### INPUT DATA

PR #221, opened 2024-09-20
Add documentation for environment variables in README and docker compose

javiermtorres:
## What's changing

Documentation on the environment variables is added to the README and the docker compose file.

## How to test it

N/A

## Related Jira Ticket

LUMI-28

## I already...

### DIFF
--- a/.devcontainer/README.md
+++ b/.devcontainer/README.md
@@ -51,3 +51,10 @@ In order to use the API-based vendor ground truth generation and evaluation, you
 + `MISTRAL_API_KEY`
 + `OPENAI_API_KEY`
 into the docker container.
+
+## Image documentation
+
+The following documentation on the images used in the containers is available:
+
+* PostgreSQL: https://hub.docker.com/_/postgres
+* LocalStack: https://docs.localstack.cloud/references/configuration/
--- a/README.md
+++ b/README.md
@@ -142,17 +142,37 @@ If the S3 storage service is used, the endpoint, key and secret are needed. The 
 
 | Environment variable name | Default value | Description |
 | --- | :-: | --- |
-| LOCAL_FSSPEC_S3_ENDPOINT_URL | "" | Endpoint URL for the S3 data storage service |
-| LOCAL_FSSPEC_S3_KEY | "" | Key for the S3 data storage service |
-| LOCAL_FSSPEC_S3_SECRET | "" | Secret for the S3 data storage service |
-| LOCALSTACK_AUTH_TOKEN | "" | Authentication token for the LocalStack service |
+| AWS_HOST | "" | Host where S3 is located. Currently pointing at `services.localstack`. |
+| AWS_ENDPOINT_URL | "" | Endpoint URL for the S3 data storage service. |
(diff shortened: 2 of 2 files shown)


.devcontainer/docker-compose-local.yaml
```diff
@@ -9,6 +9,7 @@ services:
     ports:
       - 5432:5432
     environment:
+      # https://hub.docker.com/_/postgres
```
veekaybee, line 12: I'm not sure we need this comment since folks find the docker image here https://github.com/mozilla-ai/lumigator/blob/caa5b80ea8c982264f28fadc3bdabb7aa7c71bad/.devcontainer/docker-compose-local.yaml#L5C9-L5C30

.devcontainer/docker-compose-local.yaml
```diff
@@ -47,6 +49,7 @@ services:
           cpus: '2'
           memory: '5g'
     environment:
+      # ref???
```
veekaybee, line 52: I'm not sure we need this

.devcontainer/docker-compose-local.yaml
```diff
@@ -73,27 +76,60 @@ services:
     ports:
       - 80:80
     environment:
+      #
```
veekaybee, line 79: remove?

veekaybee (commented):
Thanks for adding the documentation. For the dockerfile, many of the variables are self-explanatory, so I'm not sure that adding comments would be helpful here. I've noted the ones that I think we could keep

.devcontainer/docker-compose-local.yaml
```diff
@@ -22,6 +23,7 @@ services:
     ports:
       - 4566:4566
     environment:
+      # https://docs.localstack.cloud/references/configuration/
```
veekaybee, line 26: This might be a good comment to leave in this readme instead https://github.com/mozilla-ai/lumigator/blob/main/.devcontainer/README.md

javiermtorres: I can move the list of compose'd image docs to this file, wdyt?

.devcontainer/docker-compose-local.yaml
javiermtorres: This would hold the description of `DEPLOYMENT_TYPE`. Right now it's just `local`, right?

.devcontainer/docker-compose-local.yaml
chainlink: Always a fan of docs, but I think this is redundant

.devcontainer/docker-compose-local.yaml
chainlink: remove for now, maybe let's get his PR shipped and iterate?

chainlink (approved):
Overall, I think this is a good incremental improvement and good to merge

.devcontainer/docker-compose-local.yaml
javiermtorres: I removed all comments in docker compose.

######

PROBLEM REQUIREMENTS:
Which lines above contain the word "mozilla"? Copy each one.

WRITTEN ANSWER:
veekaybee, line 12: I'm not sure we need this comment since folks find the docker image here https://github.com/mozilla-ai/lumigator/blob/caa5b80ea8c982264f28fadc3bdabb7aa7c71bad/.devcontainer/docker-compose-local.yaml#L5C9-L5C30
veekaybee, line 26: This might be a good comment to leave in this readme instead https://github.com/mozilla-ai/lumigator/blob/main/.devcontainer/README.md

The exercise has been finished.